The 500 IT jobs that were supposed to pay over $70,000 a year were as imaginary as Cuomo’s leadership. Instead IBM outsourced some dead end minimum-wage call center jobs to subcontractors. Worse still, IBM got a $57 million New York contract to outsource state IT work.
All of this came out to a $110,000 subsidy per job.
That same year, IBM was reported to have laid off or outsourced 4,000 jobs despite $1 billion in subsidies.
The original announcement came with some ass-kissing from Kaloyeros, boasting that “Governor Cuomo’s blueprint for job creation and economic growth through targeted, high-tech investment has delivered another victory for all of New York… We look forward to yet another successful partnership with International Business Machines.”
Ginni Rometty, then the CEO of IBM, had declared that, “IBM is excited to partner with the State of New York and the SUNY College of Nanoscale Science and Engineering.”
The CEO of the SUNY College of Nanoscale Science and Engineering was Kaloyeros.
Rometty stepped down last year, but sat on Cuomo’s Blue Ribbon Commission on Telehealth.
This sort of story has kept repeating itself in New York. In 2019, there was yet another announcement of a $300 million state subsidy for a supposed $2 billion expansion.
And it’s not just Cuomo.
At the end of March, Senator Schumer announced a “historic collaboration” involving IBM that “positions Upstate New York for even more semiconductor manufacturing jobs”, backed by federal funding. That’s after a year in which IBM laid off workers in New York once again.
Over a decade ago, IBM employed 130,000 Americans. These days, it employs less than 100,000 Americans, but has 130,000 employees in India. In a 2016 op-ed, Rometty claimed that, “we have thousands of open positions at any given moment, and we intend to hire about 25,000 professionals in the next four years in the United States.”
These claims are impossible to measure because IBM has refused to disclose its American job numbers since 2010, and refuses to often even identify the size of its layoffs, but there’s no apparent evidence of such growth by IBM in the United States. IBM’s latest layoffs last year have been reported by the Wall Street Journal using its sources as being in the thousands.
One estimate suggests IBM killed 20,000 American jobs in the last decade for employees over the age of 40, and moved those jobs over to India while violating age discrimination laws.
IBM’s new focus on hiring millennials and firing older workers was partly blamed on Rometty.
New York politicians have been mostly uninterested in these claims while writing more checks and promising another boom in IBM jobs that never actually materializes, but does end up helping out Cuomo’s donors.
IBM claims that its vaccine passport can be trusted, and that personal data is safe with its setup, yet the tech giant provides curiously little information about its arrangement with New York.

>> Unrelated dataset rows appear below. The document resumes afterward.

PR #2940, opened 2022-03-29
Solved lab

infjay:


src/functions-and-arrays.js
```diff
@@ -1,19 +1,60 @@
...
+if (words.length == 0){
+  return null;
+} else if ( words.length == 1) {
+  return words[0];
+} else {
+  let longestword = "";
+  words.forEach(word => {
+   if (word.length > longestword.length) {
+   longestword = word;
+   return longestword;
```
TA-Remote, line 28: you can delete this return in the if condition

TA-Remote:
Great, Jawid! Only small things that could be changed, really good job!

PR #2941, opened 2022-03-29
WDFT 22 MARCH Diana 

didicozaur:


TA-Remote:
Hi Diana! All these green fields in the tests, love it haha! But still some things to improve, which I will write in the following comments

src/functions-and-arrays.js
```diff
@@ -1,38 +1,72 @@
...
+  });
+  return result / numbersAvg.length;
+}
 
 // Level 2: Array of strings
 const wordsArr = ['seat', 'correspond', 'linen', 'motif', 'hole', 'smell', 'smart', 'chaos', 'fuel', 'palace'];
 
-function averageWordLength() { }
+function averageWordLength(wordsArr) {
+  if (words.length === 0) {
```
TA-Remote, line 61: here it was just a typo, instead of words.length, you need to use wordsArr.length because you called the parameter like that. So, like this:
```
if (wordsArr.length === 0) {
    return null;
  }
```

src/functions-and-arrays.js
```diff
@@ -52,16 +86,35 @@ const wordsUnique = [
...
 
-function uniquifyArray() {}
-
+function uniquifyArray(wordsUnique) {
+  if (wordsUnique.length === 0) {
+    return null;
+  }
 
+  wordsUnique.forEach((word) => {});
+}
```
TA-Remote, line 95: one possible solution would be like this:
```
function uniquifyArray(wordsUnique) {
  if (wordsUnique.length === 0) {
    return null;
  }

  let unique = []
  wordsUnique.forEach((word) => {
    if (unique.indexOf(word) < 0){
      unique.push(word)
    }
  });
  return unique
}
```

TA-Remote: If you have any questions about this task or the bonus tasks, please feel free to ask me (Joanne) or Marian and Karina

The Excelsior Pass is the first major vaccine passport field test in America. It is a system that will inescapably discriminate by personal health, disability, race, and other criteria. It’s an arrangement between a scandal-ridden governor and a company that has played a role in at least one of his major scandals for which no information, except press releases, is available.
Both Cuomo and IBM have inculcated a paranoid culture of secrecy about the most basic details of their operations, while barraging the media with endless press releases.
The public deserves to know the details of Cuomo’s vaccine passport deal. Cuomo and IBM want to control the movements of millions of New Yorkers, but they don’t seem to want New Yorkers to know anything about the arrangement for this vaccine passport pilot program.
The Excelsior Pass will shape the future of vaccine passports in America. That’s why it’s important to know everything about it. And yet the same media that refused to ask any of the tough questions about Cuomo’s mishandling of the pandemic, is now eager to report on his sexual harassment scandals, but still won’t ask any real questions about his vaccine passport.